И мы приходим к термину, который, на наш взгляд, характеризует современного «цивилизованного» человека в совокупности происшедших с ним изменений – судя по всему, необратимых. (Другое дело, что Господь «дождь посылает» и на него). Это homo curtatus — человек укороченный. У него есть душа, есть совесть, он бывает способен к высоким чувствам и совсем необязательно находится только «в плену потребления». Он не замечает своей обезбоженности, ибо вырос в обезбоженном мире и живет себе в нем. Для него религия — лишь одна из тем музейной экскурсии. Мы не знаем, что и как спросит с него милосердный Господь. По нелукавству, так, видимо.
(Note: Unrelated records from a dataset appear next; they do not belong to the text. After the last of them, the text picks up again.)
PR #220, opened 2024-10-02
Factor out primitives and types to `GeometryOpsCore.jl`

asinghvi17:
This PR creates a new GeometryOpsCore.jl package that other packages can depend on so we have a common core of types and frameworks throughout the ecosystem.

cc @rafaqz

This is still VERY WIP, we may choose to put more functionality in (I do want table support for flatten etc) or take functionality out.

Ideally, this goes out as a first draft in the next few days so it can be registered in the General registry.

This will enable the `cellarea(Spherical())` idea for https://github.com/rafaqz/Rasters.jl/pull/768.

### DIFF
--- a/.gitignore
+++ b/.gitignore
@@ -1,4 +1,5 @@
 /Manifest.toml
+/GeometryOpsCore/Manifest.toml
 /docs/build/
 /docs/src/source/
 .vscode/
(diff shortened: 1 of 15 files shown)


rafaqz (approved):
LGTM. Let's get the registration rolling we can fix the details later

asinghvi17:
```
┌ GeometryOps
│  WARNING: could not import Base.nthreads into GeometryOpsCore
│  WARNING: could not import Base.@threads into GeometryOpsCore
│  WARNING: could not import Base.@spawn into GeometryOpsCore
└  
```

is that just because of the double / triple import?

asinghvi17:
Will merge if docs build correctly now.

PR #223, opened 2024-10-06
[WIP] Use GeometryOpsCore for real

asinghvi17:
This PR switches GeometryOps to actually import the released version of GeometryOpsCore.

It turns out that this works on 1.10, but fails on nightly because it imports anonymous functions as well, and `gensym` doesn't know that so generates identical symbols for different anonymous functions in GeometryOps and GeometryOpsCore.  I fix that by creating a static import list of things that GeometryOpsCore defines, are unexported, but must be defined in GeometryOps.

Additionally, the PR will deprecate the GeodesicSegments and LinearSegments methods for `Geodesic` and `Linear` manifolds.  This is in preparation for the next breaking release where we'll introduce perimeter calculations, arclength interpolation, and basic spherical geometry utilities.


src/GeometryOps.jl
```diff
@@ -2,11 +2,19 @@
 
 module GeometryOps
 
-include("../GeometryOpsCore/src/GeometryOpsCore.jl") # TODO: replace this with `using GeometryOpsCore`
-import .GeometryOpsCore
-for name in setdiff(names(GeometryOpsCore, all = true), (:eval, :var"#eval", :include, :var"#include"))
+import GeometryOpsCore
+for name in Base.setdiff(
```
rafaqz, line 6: This is pretty obscure, is there a less scary way to do this so regular contributors don't run away straight away?

Personally I would just make a single tuple with everything you want to import and skip the union/setdiff part.

We should also export everything explicitly so people can read it

asinghvi17: Ah yeah that's a good point.  I can probably just explicitly import stuff.

tiemvanderdeure:
What is the status on this? I thought about getting started with adding some basic spherical geometry operations like distance and centroid, but maybe I should wait for these imports to be resolved?

asinghvi17:
I'm hoping to get this resolved next week feiw, pretty sure it's just a bad kwarg I have to track down

GeometryOpsCore/src/types.jl
```diff
@@ -51,6 +51,8 @@ end
 
 A spherical manifold means that the geometry is on the 3-sphere (but is represented by 2-D longitude and latitude).  
 
+By default, the radius is defined as the mean radius of the Earth, `6371008.8 m`.
```
rafaqz, line 54: Can we make global named constants for all the numbers in these files, and both insert them in dics and use them for keywords?

Maybe in a different PR, just commenting because this text is added here

ext/GeometryOpsLibGEOSExt/GeometryOpsLibGEOSExt.jl
```diff
@@ -3,7 +3,7 @@ module GeometryOpsLibGEOSExt
 import GeometryOps as GO, LibGEOS as LG
 import GeoInterface as GI
 
-import GeometryOps: GEOS, enforce
+import GeometryOps: GEOS, enforce, _True, _False, _booltype
```
rafaqz, line 6: Feels like we should remove the underscores if we are importing these?

src/GeometryOps.jl
```diff
@@ -2,16 +2,16 @@
...
-    # Re-export all exported symbols
-    if Base.isexported(GeometryOpsCore, name)
-        @eval export $name
-    end
-end
+import GeometryOpsCore
+import GeometryOpsCore: 
+                TraitTarget,
+                Manifold, Planar, Spherical, Geodesic,
+                BoolsAsTypes, _True, _False, _booltype,
```
rafaqz, line 9: Again the underscores on imported objects...

src/transformations/segmentize.jl
```diff
@@ -156,51 +156,64 @@ end
...
+
+# allow three-arg method as well, just in case
+segmentize(geom, max_distance::Real; threaded = _False()) = segmentize(Planar(), geom, max_distance; threaded)
+segmentize(method::Manifold, geom, max_distance::Real; threaded = _False()) = segmentize(Planar(), geom; max_distance, threaded)
+
+# generic implementation
+function segmentize(method::Manifold, geom; max_distance, threaded::Union{Bool, BoolsAsTypes} = _False())
+    @assert max_distance > 0 "`max_distance` should be positive and nonzero!  Found $(method.max_distance)."
+    _segmentize_function(geom) = _segmentize(method, geom, GI.trait(geom); max_distance)
+    return apply(_segmentize_function, TraitTarget(GI.LinearRingTrait(), GI.LineStringTrait()), geom; threaded)
```
rafaqz, line 183: Seems like code duplication with the function below, are both needed?

Are these asserts not checked twice?

(Also throwing an error is better than asserts as it's guaranteed to actually run)

src/transformations/segmentize.jl
```diff
@@ -156,51 +156,64 @@ end
...
+end
+
 function segmentize(method::SegmentizeMethod, geom; threaded::Union{Bool, BoolsAsTypes} = _False())
+    @warn "`segmentize(method::$(typeof(method)), geom) is deprecated; use `segmentize($(method isa LinearSegments ? "Planar()" : "Geodesic()"), geom; max_distance, threaded) instead!"  maxlog=3
     @assert method.max_distance > 0 "`max_distance` should be positive and nonzero!  Found $(method.max_distance)."
```
rafaqz, line 188: This assert is called again above

ext/GeometryOpsLibGEOSExt/GeometryOpsLibGEOSExt.jl
asinghvi17: Good point.  We can probably make these uppercase, but only exported from Core (not GeometryOps proper)?

rafaqz: Yep perfect

rafaqz: Just realised we can use all of these in Rasters.jl too as its all the same there already. So no underscores is good.

Really keen to unify GeometryOps/Rasters around this core for all geometry related things now.

GeometryOpsCore/src/types.jl
asinghvi17: Done

src/transformations/segmentize.jl
asinghvi17: Yes but it's a different method - you can theoretically pass an older algorithm through here, and this checks that.

PR #228, opened 2024-10-25
Fix flexi joins

asinghvi17:
I genuinely have no idea how this went undiagnosed for so long, but it turns out we weren't unwrapping the LHS in the flexi join...


rafaqz:
Prob needs another test then ;)

asinghvi17:
Will add a test in a bit but let's get this out at least :D

PR #233, opened 2024-11-15
do not export contains

alex-s-gardner:
do not export to avoid conflict with Base.contains

### DIFF
--- a/src/methods/geom_relations/contains.jl
+++ b/src/methods/geom_relations/contains.jl
@@ -1,6 +1,6 @@
 # # Contains
 
-export contains
+# do not export to avoid conflict with Base.contains
 
 #=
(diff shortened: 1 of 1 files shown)


asinghvi17 (approved):
At some point, we should look into an `@enable_base_predicates` macro, to hook geometry types into GeometryOps predicates.  But this is probably not the time to look into that.

alex-s-gardner:
> At some point, we should look into an `@enable_base_predicates` macro, to hook geometry types into GeometryOps predicates. But this is probably not the time to look into that.

Agreed. I'm not sure what @rafaqz thoughts are on that but one of the things I love about multiple dispatch is not having to do "Package.function" when the operation is intuitive as to it's purpose.

PR #238, opened 2024-11-25
Fix `overlaps` on polygons that only interact at vertices

asinghvi17:
Overlaps failed for a polygon like this (see the changes to `test` for the polygons), where the polygons overlap but only intersect at vertices (so every line-line intersection is a hinge intersection)
display
this PR attempts to move the implementation to the geom_geom_processor interface.  Still fails for lines where one line covers another.  Maybe I need some adjustments to the allows/requires?

cc @skygering


src/methods/geom_relations/overlaps.jl
```diff
@@ -76,6 +84,14 @@ overlaps(geom1, geom2)::Bool = overlaps(
     geom2,
 )
 
+
+# # Convert features to geometries
+overlaps(::GI.FeatureTrait, g1, ::Any, g2) = overlaps(GI.geometry(g1), g2)
+overlaps(::Any, g1, t2::GI.FeatureTrait, g2) = overlaps(g1, GI.geometry(g2))
+overlaps(::FeatureTrait, g1, ::FeatureTrait, g2) = overlaps(GI.geometry(g1), GI.geometry(g2))
```
asinghvi17, line 91: This is the only thing that CI doesn't cover.  We could remove it - but TBH it should be fine I think.

Issue #183, opened 2024-07-21
`rebuild` should use child geometries as the source of dimensional truth


asinghvi17:
`rebuild` takes its cue on geometry dimensions from the original geometry, not the child geometries - this means that a 2d to 3d transformation will return e.g. a 2d linestring with internal 3d points.

https://github.com/JuliaGeo/GeometryOps.jl/blob/2da44be4f3083559f06ef9a6aa7494e6c5916d3c/src/primitives.jl#L525-L534

asinghvi17:
Released in 0.1.15

PR #239, opened 2024-11-25
Check the dimensions of child geoms when rebuilding

asinghvi17:
This checks that all the child geometries have the same dimension, before rebuilding a geometry.  This enables functions like `forcexy` etc, as well as 2D to 3D transformations (or vice versa).

There is room for efficiency since we currently check all child geoms - we _could_ theoretically only check the first.  Is that something we want to do?

Fixes https://github.com/JuliaGeo/GeometryOps.jl/issues/183


rafaqz:
Looks good. Only question is the performance cost

rafaqz (approved):

asinghvi17:
I just checked this, it doubles the runtime of `GO.transform`.  If I only check the first geometry it's still 20% slower.  Maybe that's acceptable though?

src/transformations/forcedims.jl
```diff
@@ -0,0 +1,36 @@
...
+
+Force the geometry to be 3D.  Works on any geometry, vector of geometries, feature collection, or table!
+
+The `z` parameter is the default z value - if a point has no z value, it will be set to this value.  
+If it does, then the z value will be kept.
+"""
+function forcexyz(geom, z = 0)
+    return apply(GI.PointTrait(), geom) do point
+        x, y = GI.x(point), GI.y(point)
+        z = GI.is3d(geom) ? GI.z(point) : z
```
rafaqz, line 33:
```suggestion
        z = GI.is3d(geom) ? GI.z(point) : convert(typeof(x), z)
```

Но мы знаем, что с нас Он спросит — за «самоукорачивание».

Фильм Тарантино

Речь пойдет здесь о фильме Квентина Тарантино «Однажды в Голливуде», недавно прошедшем в российском прокате и имевшем невообразимый успех. Последнее было столь заметным, каждый из нас так хорошо знаком с этим по своим знакомым, что нет нужды приводить цифры и давать тому описание. Все же стоит напомнить как содержание фильма (более подробно читатель может узнать его здесь), так и реальную историю, имевшую место в Голливуде летом 1969 года.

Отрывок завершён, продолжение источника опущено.